Home Software Services About Contact usearch manual
OTU QC: chimeras

See also
  Quality control for OTU sequences

The cluster_otus and unoise3 commands have built-in filters for chimeras. These filters are not perfect, so there may be cases where non-chimeric OTUs were incorrectly discarded (false positives) or chimeric OTUs were not filtered (false negatives).

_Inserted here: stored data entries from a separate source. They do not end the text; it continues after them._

PR #633, opened 2016-06-24
Don't fail on unknown (numeric) ELF segment types

mickael9:
Some executables can have unknown/non-standard ELF segment types (like `PT_PAX_FLAGS`) which show up as a numeric `p_type`, this makes the ELF class fail upon loading one of those files.

This uses an exact match (on `'PT_GNU_STACK'` and `'PT_GNU_RELRO'`) rather than a substring match so the comparison doesn't fail on integers.


Idolf:
@zachriggle: Is this still relevant after #636?

zachriggle:
This is superceded by #647

PR #636, opened 2016-06-30
Pwntools merge with Binjitsu

zachriggle:
This is the current Binjitsu master merged with Pwntools, then scrubbed to replace all project name references, domains, and URLs (binjitsu ==> pwntools, binjit.su ==> pwntools.com, etc)

Fixes #632

PR #638, opened 2016-07-02
Various stuff not merged correctly in #636.

Idolf:


Idolf:
@zachriggle: I assume those files are no longer needed. Am I correct?

Idolf:
This has sort of become a misc PR for fixing small stuff that was broken by #636. I don't know if all of it is correct though.

PR #642, opened 2016-07-03
Issue 406

RobertLarsen:
Rebased


pwnlib/shellcraft/templates/thumb/mov.asm
```diff
@@ -18,93 +18,60 @@
 
 Example:
 
-    >>> print shellcraft.thumb.mov('r1','r2').rstrip()
-        mov r1, r2
-    >>> print shellcraft.thumb.mov('r1', 0).rstrip()
+   >>> print shellcraft.thumb.mov('r1','r2').rstrip()
```
zachriggle: Indentation is wrong

pwnlib/shellcraft/templates/thumb/mov.asm
```diff
@@ -18,93 +18,60 @@
...
+       mov r1, r2
+   >>> print shellcraft.thumb.mov('r1', 0).rstrip()
+       eor r1, r1
+   >>> print shellcraft.thumb.mov('r1', 10).rstrip()
```
zachriggle: This is more instructions than the old version, which did not emit NUL or newline (afaict)

zachriggle:
His has significantly less tests than before. Can you ensure the original tests are not removed, but fixed?

zachriggle:
*This (on mobile and evidently can't edit)

RobertLarsen:
The current master branch gives me this:
```
$ shellcraft thumb.mov r7 0x330a2211 | disasm -c thumb
   0:    4f00             ldr     r7,  [pc,  #0]    ; (4 <.text+0x4>)
   2:    e001             b.n     8 <.text+0x8>
   4:    2211             movs    r2,  #17
   6:    330a             adds    r3,  #10
$ shellcraft thumb.mov r7 0x33002211 | disasm -c thumb
   0:    4f00             ldr     r7,  [pc,  #0]    ; (4 <.text+0x4>)
   2:    e001             b.n     8 <.text+0x8>
   4:    2211             movs    r2,  #17
   6:    3300             adds    r3,  #0
```

The first contains a newline, the second a null byte.

zachriggle:
Have you added doctests for those two cases?

Idolf:
@RobertLarsen : It does not pass Travis. It would be awesome if you take the time to fix this.

Idolf:
Oops, did not see zach's comment.

zachriggle:
On further investigation, it has never been truth that ARM or Thumb shellcode had null-or-newline-free guarantees, just a best-effort.  For example, we have no special handling for `r0` in Thumb (which usually encodes a NUL byte).  There are no guarantees, only "makes some effort."

In any case, I don't have time to work on the `thumb.mov` or `arm.mov` module -- I'm vaguely happy enough with it.  If I *really* need null-and-newline-free Thumb code, I'll just use `thumb.to_arm` and the `encoders` module.  We have a alphanumeric-only encoder for ARM that works great :-).

If you'd like to spend time on it, I'd prefer to not wholesale nuke all of the new-from-Binjitsu code which takes advantage of Thumb implicit shifts.  These are some pretty nifty optimizations.

I'd also prefer that existing unit tests are updated rather than removed, and any failing cases are added as new tests.

Idolf:
@RobertLarsen has said that he wanted to redo this PRs from his own fork. Closing and deleting the branch (after having asked him first).

PR #643, opened 2016-07-03
Update README.md

PtxDK:
Got this error, since libssl-dev was not installed.

https://gist.github.com/PtxDK/3a2a2c259b85d4a380551cee9d5bfc27


zachriggle:
This looks fine to me.  It appears that `libssl-dev` is not auto-installed for whatever reason.  I verified this against the `Dockerfile` install that it is necessary.

PR #648, opened 2016-07-23
Fixed a keyfile bug

Idolf:


Idolf:
I merged this by mistake, but @kristoff3r retroactively approved.

Issue #591, opened 2016-01-16
`proc.pid_by_inode()` was removed


br0ns:
The function is used by `gdb.attach()` when attaching to a GDB server.  It seems to have been removed in commit c55273c52aea17b192d9d54fc79ae530a8fcea58 ([diff](https://github.com/Gallopsled/pwntools/commit/c55273c52aea17b192d9d54fc79ae530a8fcea58#diff-984cc92cf4d6ba16297ec45ccdc82cecL66)).

zachriggle:
Yeah, need to put this back in.  I'll get on this soon.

In the past, I have suggested using reference-based UCHIME as a post-processing step to filter chimeric OTUs. This is a bad idea with the current implementations of cluster_otus and unoise3 because the error rate of reference-based UCHIME is much higher than the error rates of the built-in de novo filters. Therefore, if you run uchime2_ref on your OTUs, the OTUs that are discarded are more likely to be false positives than true chimeras. The high accuracy claims of the original UCHIME paper were exaggerated because of unrealistic benchmark tests; this is explained in the UCHIME2 paper.

It turns out that it is impossible in principle to distinguish chimeras from correct sequences, even when there are no sequence errors and the reference database is complete. This is a very surprising, almost shocking, result which is reported in the UCHIME2 paper. The reason is "fake models", where a correct sequence can be constructed as a chimera from two other correct sequences. Chimeras can have identical sequences to valid genes, so it is impossible for an algorithm to distinguish the two cases from a sequence alone. Fake models are common in practice, hence the problem.
So, what should you do? I would suggest running uchime2_ref with the largest possible database (which would be SILVA for 16S). Review the results with -mode balanced and -mode high_confidence. Usually, I find that -mode high_confidence is more useful because -mode balanced gives too many questionable predictions. With high_confidence, you will probably see a small number of quite convincing chimeric alignments. It is then a judgement call whether you think these are false positives due to fake models or true chimeras. It's anyone's guess, because it is impossible to distinguish these two cases. If you get a lot of convincing alignments and you think this may be due to problems with the built-in filter in cluster_otus or unoise3, then by all means send them to me for review.